Die Bundesregierung reagierte gelassen auf die Einberufung des Botschaftsgesandten. "Das ist nichts Ungewöhnliches", sagte Regierungssprecher Martin Schäfer. "Ich denke nicht, dass das als Rüge gemeint ist."

40.000 Menschen demonstrieren für Erdogan

Gut zwei Wochen nach dem vereitelten Putsch in der Türkei hatten am Sonntag Zehntausende in Köln friedlich ihre Unterstützung für Erdogan demonstriert. Zugleich feierten sie die Niederschlagung des Umsturzversuchs. Eigentlich hatten die Veranstalter der Kundgebung in Köln geplant, Erdogan auf einer Großleinwand live zuzuschalten - dies war angesichts der aufgeheizten Stimmung aber verboten worden. Die Veranstalter der Demonstration in Köln waren gerichtlich gegen das Verbot vorgegangen, am Samstag aber vor dem Bundesverfassungsgericht gescheitert.

Nach Angaben der Polizei nahmen 30.000 bis 40.000 Menschen an der Kundgebung teil. Es gab mehrere Gegendemonstrationen. Zu den befürchteten Ausschreitungen kam es aber nicht. Die Polizei zog am Abend eine positive Bilanz. Im Einsatz waren 2700 Beamte, auch Wasserwerfer standen bereit.

Rotes Meer aus türkischen Flaggen

Der Kundgebungsplatz glich einem roten Meer aus türkischen Flaggen. Mit einer Schweigeminute gedachten die Teilnehmer der Opfer des Putschversuches in der Türkei sowie der Opfer der jüngsten Terroranschläge in Frankreich, Deutschland und der Türkei. Gegen Ende der Veranstaltung wurde eine Botschaft Erdogans verlesen. In dieser lobte er, dass sich die türkische Bevölkerung den Putschisten mutig entgegengestellt habe. Er dankte auch den türkischen Bürgern, die in Deutschland auf die Straße gegangen seien. "Heute ist die Türkei stärker als sie je vor dem 15. Juli gewesen ist", hieß es.

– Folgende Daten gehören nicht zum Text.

Issue #5144, opened 2021-04-05
FileInput -- Add prop to limit number of files


meekrhino:
The `FileInput` component cannot be operated in a controlled mode, so currently there is no way to limit the number of flies allowed in the list in `multiple` mode.  The easiest solution to this would be to add a new prop for `maximumCount` or similar.  This is distinct from `aggregateThreshhold` which only limits the files displayed, not the number in the list.

### Expected Behavior

There is no way to stop a user from adding any number of files.

### Actual Behavior

A prop to limit the number of files allowed.

### URL, screen shot, or Codepen exhibiting the issue

[The Grommet example Storybook](https://storybook.grommet.io/?path=/story/input-fileinput-custom--custom)

### Steps to Reproduce

1.  Add many files to the list

### Your Environment

- Grommet version: 2.17.1
- Browser Name and version: (any)
- Operating System and version (desktop or mobile): Windows 10 Home -- 19041.867

g4rry420:
Can I work on this issue ?

britt6612:
@g4rry420 of course! 👍 Feel free to file a PR!

PR #5159, opened 2021-04-09
Limit files selected by user in FileInput

g4rry420:
#### What does this PR do?
Added maximumCount prop to limit the number of files selected by the user. I

#### Where should the reviewer start?
components => FileInput.js

#### What testing has been done on this PR?
yarn test-update

#### How should this be manually tested?
Updated a storybook

#### Any background context you want to provide?
N/A

#### What are the relevant issues?
#5144 

#### Screenshots (if appropriate)
N/A

#### Do the grommet docs need to be updated?
Yes, I already did.

#### Should this PR be mentioned in the release notes?
N/A

#### Is this change backwards compatible or is it a breaking change?
Backwards compatible

PR #5218, opened 2021-05-05
Limit files

g4rry420:
#### What does this PR do?
Added `max` option to `multiple` to limit the number of files selected by the user.

components => FileInput.js

N/A

Updated a storybook

#5144 
N/A

Yes

N/A

Backwards compatible


g4rry420:
As discussed in #5159 , I added the `max` option in `multiple` prop. But still in console, files that are over the limit are still being shown as being added.This is because we passing `onChange` with `event` and we haven't removed files from `event.target.files`. Needed your thoughts, how can we achieve this. I was also reading [this](https://stackoverflow.com/questions/1696877/how-to-set-a-value-to-a-file-input-in-html) on stackoverflow about setting value to fileinput.

g4rry420:
> 
> 
> As discussed in #5159 , I added the `max` option in `multiple` prop. But still in console, files that are over the limit are still being shown as being added.This is because we passing `onChange` with `event` and we haven't removed files from `event.target.files`. Needed your thoughts, how can we achieve this. I was also reading [this](https://stackoverflow.com/questions/1696877/how-to-set-a-value-to-a-file-input-in-html) on stackoverflow about setting value to fileinput.

I came up with this solution in line 263 to 267. Not sure, if this is the best one.

src/js/components/FileInput/doc.js
```diff
@@ -51,6 +51,9 @@ export const doc = FileInput => {
         number of files will be shown.`,
       )
       .defaultValue(undefined),
+    maximumCount: PropTypes.number
```
taysea, line 54: It doesn't seem like this is being used. We should remove and update the multiple docs to show that max is an option

src/js/components/FileInput/FileInput.js
```diff
@@ -81,6 +81,7 @@ const FileInput = forwardRef(
     const [hover, setHover] = React.useState();
     const [dragOver, setDragOver] = React.useState();
     const aggregateThreshold = (multiple && multiple.aggregateThreshold) || 10;
+    const maxCount = multiple && multiple.max;
```
taysea, line 84: Maybe it would be more aligned with prop name to just call this variable `max`

g4rry420: Done

src/js/components/FileInput/doc.js
g4rry420: Done

src/js/components/FileInput/doc.js
```diff
@@ -42,18 +42,17 @@ export const doc = FileInput => {
...
         aggregateThreshold: PropTypes.number,
+        max: PropTypes.number,
       }),
     ])
       .description(
         `Whether to allow multiple files. If an object is supplied,
         'aggregageThreshold' indicates the maximum number of individual
         files to show. Above this, only a single message describing the
-        number of files will be shown.`,
+        number of files will be shown.And if the object 'max' is supplied.
```
taysea, line 52: wording suggestion to align with aggregateThreshold:

If an object is supplied, 'max' indicates the maximum number of files that can be added. If the user has reached the max, no additional files will be able to be added.

g4rry420: Done

src/js/components/FileInput/doc.js
```diff
@@ -42,13 +42,17 @@ export const doc = FileInput => {
...
         aggregateThreshold: PropTypes.number,
+        max: PropTypes.number,
       }),
     ])
       .description(
         `Whether to allow multiple files. If an object is supplied,
         'aggregageThreshold' indicates the maximum number of individual
         files to show. Above this, only a single message describing the
-        number of files will be shown.`,
+        number of files will be shown.And if an object is supplied,
```
jcfilben, line 52:
```suggestion
        number of files will be shown. If an object is supplied, 
```

jcfilben (commented):
Looks good, just fix lint error and see comment below about documentation

g4rry420:
@jcfilben Thank you fixing the eslint issue. But there is one more problem, Currently, if the maximum are exceed only then event  will become empty. But suppose, the maxmum limit is `5` for file input and user selects `6` files in the one go, then the console will still show the 6th file.
Current solution for event doesn't handle all use cases.

jcfilben:
@g4rry420, good point. Currently the `Multiple.js` story is logging in the console each entry in `event.target.files` which is a FileList. FileList types are read-only so we are unable to update the list once the user has entered files into the FileInput. Instead we are creating a different list, `files` which contains the actually files that are being displayed and entered into the FileInput. Here are some different possibilities:
1. Prevent the event from happening if a user attempts to select all at once more files than the max and show an error message. 
2. Change the storybook story to have the FileList be `files` instead of `event.target.files`.

ericsoderberghp:
> @g4rry420, good point. Currently the `Multiple.js` story is logging in the console each entry in `event.target.files` which is a FileList. FileList types are read-only so we are unable to update the list once the user has entered files into the FileInput. Instead we are creating a different list, `files` which contains the actually files that are being displayed and entered into the FileInput. Here are some different possibilities:
> 
> 1. Prevent the event from happening if a user attempts to select all at once more files than the `max` and show an error message.
> 2. Change the storybook story to have the FileList be `files` instead of `event.target.files`.

I think the storybook story should match the value we would be giving to a containing Form, and that should be truncated to be at most `max` entries.

jcfilben (approved):

src/js/components/FileInput/FileInput.js
```diff
@@ -396,16 +397,46 @@ const FileInput = forwardRef(
...
+              fileList.length >= max - files.length
+            ) {
+              const newFileList = [];
+              for (let i = 0; i < max - files.length; i += 1) {
+                newFileList.push(fileList[i]);
+              }
+              // if the maximum value is exceeded then
+              // remove files from the event also.
+              if (!newFileList.length) {
+                /* eslint-disable-next-line no-param-reassign */
```
taysea, line 423: @ericsoderberghp are we good with this eslint-disable?

ericsoderberghp: I don't think we should touch the `event.target.value`. The way this component works, we're guiding callers to use the `files` sent to `onChange` instead of `event.target.value` because the `event.target.value` for a file input is read-only.

src/js/components/FileInput/README.md
```diff
@@ -55,12 +55,16 @@ Custom messages for FileInput. Used for accessibility by screen
 Whether to allow multiple files. If an object is supplied,
         'aggregageThreshold' indicates the maximum number of individual
         files to show. Above this, only a single message describing the
-        number of files will be shown.
+        number of files will be shown. If an object is supplied, 
+        'max' indicates the maximum number of files that can be added.
+        If the user has reached the max, no additional files will 
+        be able to be added.
```
ericsoderberghp, line 61: I'm wondering if we can prevent adding new files by disabling the "browse" button when the max is reached? I'm also wondering if we should then add a message indicating that the maximum number of files has been reached?

vavalos5:
Something I really dislike about some FileInputs is when there is not type of description of conceptual help text that tells me prior to attaching files that I can only attach "5" files, only to receive an error message after. I. think for this case it would be good to have contextual help below the FileInput like "Attach a maximum of 5 files" as we would see "File maximum size is 32MB" for example. Now if the user surpasses that number, then an error would pop up below indicating the problem: "Exceeds maximum of 5 files. Please select a maximum of 5" ; the 6th item would not be attached, but it would let the user know again that only 5 could be selected and they can revise the ones that have already been attached.

ericsoderberghp:
Good comments @vavalos5 ! So, we at least need to ensure that the caller has the context to be able to set the validations right or we should have the FileInput handle this automatically, which I think would be preferred. @jlaluces123 is working on something in this area for handling a maximum file size.

vavalos5:
I think we should have both. The context would be visual to the user and the FileInput API would then do it's thing

g4rry420:
Its a good idea to add info messages for the user. I see that we have `messages` prop for the screen readers users. Do you guys think we should let user to pass additional prop to this `messages` object for info and error messages too ? Like, I can add `infoMessage` and `errorMessage` in this prop for custom messages. Otherwise, we will put our own message for max file length. Let me know your thoughts.

g4rry420:
Some of the changes that I made after few commits:
- when there are maximum files are reached `browse` button will be disabled.
- if user has passed `multiple.max` prop then we have our own info message of `Attach a maximum of 5 files only.` However, user can override this message by passing `messages.maxFilesMessage` in props.
- user can also the styles of this custom by passing `props.theme.fileInput.message.maxFileMessage`.

However, docs are not updated these changes. First, need your thoughts on these.

src/js/components/FileInput/stories/Multiple.js
```diff
@@ -8,7 +8,9 @@ export const Multiple = () => (
     <Box fill align="center" justify="start" pad="large">
       <Box width="medium">
         <FileInput
-          multiple
+          multiple={{
```
taysea, line 11: Getting an error in the "Multiple" story:
Screen Shot 2021-07-28 at 9 17 03 AM

src/js/components/FileInput/stories/Custom.js
```diff
@@ -18,6 +18,12 @@ const customTheme = {
         horizontal: '8px',
       },
     },
+    message: {
+      maxFileMessage: {
```
taysea, line 22: Can we just call this `maxFile` since Message is slightly redundant?

g4rry420: Sure

src/js/components/FileInput/stories/Multiple.js
g4rry420: I resolve this one.

src/js/components/FileInput/FileInput.js
```diff
@@ -49,7 +49,8 @@ const Message = styled(Text)`
   ${(props) =>
     props.theme.fileInput &&
     props.theme.fileInput.message &&
-    props.theme.fileInput.message.extend};
+    props.theme.fileInput.message.extend &&
+    props.theme.fileInput.message.maxFileMessage};
```
taysea, line 53:
```suggestion
    props.theme.fileInput.message.maxFile};
```

src/js/components/FileInput/FileInput.js
```diff
@@ -80,6 +81,7 @@ const FileInput = forwardRef(
     const [hover, setHover] = React.useState();
     const [dragOver, setDragOver] = React.useState();
     const aggregateThreshold = (multiple && multiple.aggregateThreshold) || 10;
+    const max = multiple && multiple.max;
```
MikeKingdom, line 84: this is a bit awkward since you use it in numeric expressions and it could be boolean and such this way. How about something like `const max = multiple?.max || Number.POSITIVE_INFINITY`. You might be able to still default to false but that makes for some confusing logic where it's used.

src/js/components/FileInput/FileInput.js
```diff
@@ -158,32 +160,104 @@ const FileInput = forwardRef(
...
+                        margin="small"
+                        onClick={() => {
+                          inputRef.current.click();
+                          inputRef.current.focus();
+                        }}
+                        label={format({
+                          id: 'fileInput.browse',
+                          messages,
+                        })}
+                        disabled={max === files.length}
```
MikeKingdom, line 228: same

src/js/components/FileInput/FileInput.js
```diff
@@ -158,32 +160,104 @@ const FileInput = forwardRef(
...
+                        kind={theme.fileInput.button}
+                        label={format({
+                          id: 'fileInput.browse',
+                          messages,
+                        })}
+                        onClick={() => {
+                          inputRef.current.click();
+                          inputRef.current.focus();
+                        }}
+                        disabled={max === files.length}
```
MikeKingdom, line 212: I think this is kinda accidentally working when files.length = 0 and max isn't defined or is basically coming out `false`.

src/js/components/FileInput/FileInput.js
```diff
@@ -206,6 +280,7 @@ const FileInput = forwardRef(
                         inputRef.current.click();
                         inputRef.current.focus();
                       }}
+                      disabled={max === files.length}
```
MikeKingdom, line 283: same

src/js/components/FileInput/FileInput.js
```diff
@@ -221,198 +296,165 @@ const FileInput = forwardRef(
                         id: 'fileInput.browse',
                         messages,
                       })}
+                      disabled={max === files.length}
```
MikeKingdom, line 299: same

src/js/components/FileInput/FileInput.js
```diff
@@ -221,198 +296,165 @@ const FileInput = forwardRef(
...
+                if (!existing) nextFiles.push(filesToAdd[i]);
+              }
+              setFiles(nextFiles);
+              setDragOver(false);
+              if (onChange) onChange(event, { files: nextFiles });
+            }}
+          />
+        </ContentsBox>
+        {max && (
+          <Message {...theme.fileInput.message.maxFile}>
```
MikeKingdom, line 451: Why the special theme for maxFile? Could it be made more generic for all messages or maybe error messages at least?

src/js/components/FileInput/FileInput.js
```diff
@@ -221,198 +296,165 @@ const FileInput = forwardRef(
...
+            {messages?.maxFile
```
MikeKingdom, line 452: this needs to be done with `format` like line 382 and others. This message also needs to be added to default.json.

MikeKingdom:
Has some size issues:
image

src/js/components/FileInput/FileInput.js
```diff
@@ -49,7 +49,8 @@ const Message = styled(Text)`
   ${(props) =>
     props.theme.fileInput &&
     props.theme.fileInput.message &&
-    props.theme.fileInput.message.extend};
+    props.theme.fileInput.message.extend &&
+    props.theme.fileInput.message.maxFile};
```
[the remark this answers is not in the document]
g4rry420: I will do that. Thank you.

src/js/components/FileInput/FileInput.js
g4rry420: Can you please suggest a better solution ?

src/js/components/FileInput/FileInput.js
g4rry420: Can you suggest how can I add a default maxFile in `default.json`, since I also required `max` prop value ?

src/js/components/FileInput/FileInput.js
g4rry420: Shall I also add one more node for the `error` messages also ?

src/js/components/FileInput/FileInput.js
g4rry420: Adding `Number.POSITIVE_INFINITY` returns true everytime for conditons. This is for `Simple` story.
grommet

src/js/components/FileInput/FileInput.js
```diff
@@ -221,198 +295,165 @@ const FileInput = forwardRef(
...
+              for (let i = 0; i < filesToAdd.length; i += 1) {
+                // avoid duplicates
+                const existing =
+                  nextFiles.filter(
+                    (file) =>
+                      file.name === fileList[i].name &&
+                      file.size === fileList[i].size,
+                  ).length > 0;
+                if (!existing) nextFiles.push(filesToAdd[i]);
+              }
```
MikeKingdom, line 442: This code seems to be trying to avoid making nextFiles larger than max. I think it has an interesting corner-case of when one of the new files is a duplicate of one of the existing files and a max is defined. How about instead just slicing the result to keep it under max. For example:
```jsx
let nextFiles = multiple ? [...files] : [];
for (let i = 0; i < fileList.length; i += 1) {
  // avoid duplicates
  const existing =
  nextFiles.filter(
    (file) =>
      file.name === fileList[i].name &&
      file.size === fileList[i].size,
  ).length > 0;
  if (!existing) nextFiles.push(fileList[i]);
}
if (nextFiles.length > max) {
  nextFiles = nextFiles.slice(0, max);
}
```
This also assumes max was defaulted to `Number.POSITIVE_INFINITY`.

src/js/components/FileInput/FileInput.js
MikeKingdom: I'm talking about our default messages file for localization. I think you're thinking of the default properties values.
In [src/js/languages/default.json](https://github.com/grommet/grommet/blob/master/src/js/languages/default.json) between lines 10 and 11 add
```
"maxFile": "Attach a maximum of {max} files only.",
```
Note there is no $ in this one.

Then here you can do:
```jsx
<Message {...theme.fileInput.message}>
  {format({
    id: 'fileInput.maxFile',
    messages,
    values: { max },
   })}
</Message>
```

This will get the text from default.json (or let it be overridden by a `maxFiles` in the `messages` property if present) and replace the `{max}` token in the text with the value passed in for `max`.

src/js/components/FileInput/FileInput.js
g4rry420: I will refactor this one. Thank you.

src/js/components/FileInput/FileInput.js
```diff
@@ -80,6 +80,7 @@ const FileInput = forwardRef(
     const [hover, setHover] = React.useState();
     const [dragOver, setDragOver] = React.useState();
     const aggregateThreshold = (multiple && multiple.aggregateThreshold) || 10;
+    const max = multiple?.max;
```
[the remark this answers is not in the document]
g4rry420: Will do that. Thank you

g4rry420:
@MikeKingdom  Thank you for your thorough review. If you didn't see any other issues then we can  move forward to add docs.

MikeKingdom (commented):
Looks good and seems to work well. Thanks!

src/js/components/FileInput/FileInput.js
```diff
@@ -221,198 +295,146 @@ const FileInput = forwardRef(
...
+              if (nextFiles.length > max) {
+                nextFiles = nextFiles.slice(0, max);
+              }
+              setFiles(nextFiles);
+              setDragOver(false);
+              if (onChange) onChange(event, { files: nextFiles });
+            }}
+          />
+        </ContentsBox>
+        {multiple?.max && (
```
ericsoderberghp, line 428: This should be integrated with FormField `validate` and `help` rather than adding the message directly here.

Take a look at how https://github.com/grommet/grommet/pull/5457 is handling a `maxSize` for FileInput.

g4rry420: I have made the changes but I am not sure about the following things:-
-  how are we gonna display the `maxFile` message when the `FileInput` is not wrapped inside the `FormField` i.e in other stories.
- User will still saw the validate error message even when we remove `required` prop from the FormField. I know this is because of this `if (fileList?.length && fileList.length <= max) return;`. But is it possible if I can know if the user has added `required` prop or not ?

If you see any other issue, please let me know about it.

MikeKingdom: I'm not sure of the answer to this yet. The `required` prop and validations from the component don't really play well together. Typically both should get executed in order and the first one that fails wins. But this doesn't seem to be how the form does it.

Also, given that the browse button even let you add more than the limit, I don't see the validator or message ever being useful. It will never show except this odd empty field case.

g4rry420: Then, what do you guys think is the good approach to tackle this ?

MikeKingdom: After talking to Eric, what we want to do is remove the code that truncates the list of files that comes from the Browse dialog. Just let the user add however many files they choose then let the validation show that is over the limit.

The the other change is to use remove the `useFormField` call and replace it with a new version of useFormInput that can provide the validation function and error text. This will have to wait for #5457 which adds this ability. This will make `required` still work correctly plus any other validation added to the `FormField`

src/js/components/FileInput/FileInput.js
```diff
@@ -80,11 +80,31 @@ const FileInput = forwardRef(
...
     const inputRef = useForwardedRef(ref);
     const controlRef = useRef();
     const removeRef = useRef();
     const RemoveIcon = theme.fileInput.icons.remove;
 
+    formContext.useFormField(
+      multiple?.max
+        ? {
+            name,
+            validate: (fileList) => {
```
MikeKingdom, line 93: PR #5457 basically added more capability to useFormInput and uses it in FileInput to provide a max file size validation. The `validate` option can be an array of validate functions (first failing function wins.) This PR needs to be adjusted to basically provide both the file count limit and maxSize validation functions in an array to `validate`.

Feel free to reach out if you want my help with that.

g4rry420:
I have made changes for the `multiple.max`  prop. One think I am still not sure about, Currently, the validate message will only appear for the users who wrap `FileInput` into the `FormField`, not for the other users who are using `FileInput` without `FormField`. Even, if we wanted to display the error message for the latter case, then I think, we have to somehow know the name of the parent component to display the message.
 Another thing, as per discussion [above](https://github.com/grommet/grommet/pull/5218#issuecomment-880057642) , I think if we show error message prior to attaching files to the user that be better UX.
 Please, let me know your thoughts.

src/js/components/FileInput/FileInput.js
MikeKingdom: > After talking to Eric, what we want to do is remove the code that truncates the list of files that comes from the Browse dialog. Just let the user add however many files they choose then let the validation show that is over the limit.
> 
> Then the other change is to use remove the `useFormField` call and replace it with a new version of useFormInput that can provide the validation function and error text. This will have to wait for #5457 which adds this ability. This will make `required` still work correctly plus any other validation added to the `FormField`

This code is still disabling browse based on `files.length >= max`. The decision was to let users pick a bunch of files and just rely on the validation to mark it invalid. If you disable the browse then the user wouldn't be able to correct it.

MikeKingdom (commented):
You're right the validation message won't show if the field isn't in a FormField, but that's what we settled on for maxSize also. If the developer wants to have a treatment for validations then we would expect them to either use FormField or implement something that similarly uses the FormContext to get any validations and display them as appropriate.

Note that it's probably worth tweaking the lines that add the `CircleAlert` in the input when maxSize is hit to instead add that icon when max files or maxSize is hit.

g4rry420:
@MikeKingdom  Correct me if I am wrong, the current implemented logic of FileInput in this pr doesn't add up the files more than the `max` prop. So, I believe I have change this too to later scenario when a user clicks `onSubmit`. We will show the error message to user and this error icon will be at the files which are more than the specified in the `max` prop. Is this the way we wanted to implemeent, right ? Please, let me know.

fileInput_limitFiles

MikeKingdom:
> @MikeKingdom Correct me if I am wrong, the current implemented logic of FileInput in this pr doesn't add up the files more than the `max` prop. So, I believe I have change this too to later scenario when a user clicks `onSubmit`. We will show the error message to user and this error icon will be at the files which are more than the specified in the `max` prop. Is this the way we wanted to implemeent, right ? Please, let me know.
> 
> fileInput_limitFiles

No. Part of what we're suggesting is remove the slice() code that is preventing the user from adding more than `max` files. Then instead let the validation mark it as invalid and supply the error message to FormField or whatever else is listening. Then the user can remove whichever files they want from the list. This is preferable to just chopping off the extra files from the end of the list.

g4rry420:
@MikeKingdom I have added the changes. Please, let me know if I made any mistakes.

MikeKingdom:
> @MikeKingdom I have added the changes. Please, let me know if I made any mistakes.

Thanks @g4rry420 . I'll take a look!

src/js/components/FileInput/FileInput.js
```diff
@@ -357,7 +377,8 @@ const FileInput = forwardRef(
                   align="center"
                   direction="row"
                 >
-                  {maxSize && file.size > maxSize && <CircleAlert />}
+                  {(maxSize || max) &&
+                    (file.size > maxSize || index >= max) && <CircleAlert />}
```
MikeKingdom, line 381: I suggest this for readability and to avoid a corner-case:
```jsx
{((maxSize && file.size > maxSize) ||
  (max && index >= max)) && <CircleAlert />}
```
The corner case is if `max` is passed in as an empty string and there's a `maxSize` then `index >= max` is actually true and you can get an erroneous CircleAlert icon on the items.

MikeKingdom (commented):
Looks great! Thanks @g4rry420 

There's just one small corner case I noticed. Also it would be helpful to add a Jest test case or two to check the `max` behavior

MikeKingdom (approved):
Thanks @g4rry420 !

g4rry420:
@MikeKingdom 
One thing, When we include `multiple.max` alongside of `maxSize`, and if both of `max` and `maxSize` prop validation failed in the `formfield` then we will only see the validate error message of `maxSize`  only. Is this intended ?
maxSizeAndmaxCount

MikeKingdom:
> @MikeKingdom
> One thing, When we include `multiple.max` alongside of `maxSize`, and if both of `max` and `maxSize` prop validation failed in the `formfield` then we will only see the validate error message of `maxSize` only. Is this intended ?

Yes. That is intended. In general for validations, in some situations if one check fails, other checks may just confuse the issue.

taysea:
Right now if I upload 5 files and press submit, then I get the validation error. I think validation error should only appear if I upload > max # of files.

Screen Shot 2021-09-16 at 1 49 57 PM

src/js/components/FileInput/FileInput.js
```diff
@@ -103,29 +104,48 @@ const FileInput = forwardRef(
...
-                values: { maxSize: formatBytes(maxSize), numOfInvalidFiles },
-              });
+              return message;
+            }
+          : '',
+        max
+          ? () => {
+              const fileList = [...files];
+              let message = '';
+              if (fileList.length >= max) {
```
taysea, line 138:
```suggestion
              if (fileList.length > max) {
```

taysea: If I upload 5 files and the max is 5, I would expect this to be accepted.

Erdogan macht den in den USA lebenden Prediger Fethullah Gülen für den Putschversuch von Mitte Juli verantwortlich. In der Türkei läuft seither eine von der Regierung so genannte Säuberungswelle gegen mutmaßliche Unterstützer Gülens im Militär, in der Polizei, den Medien, der Justiz und im Bildungswesen. Knapp 18.700 Menschen wurden festgenommen, gegen 10.137 ergingen nach Angaben Erdogans Haftbefehle. Die harten Maßnahmen wurden besonders aus der EU kritisiert.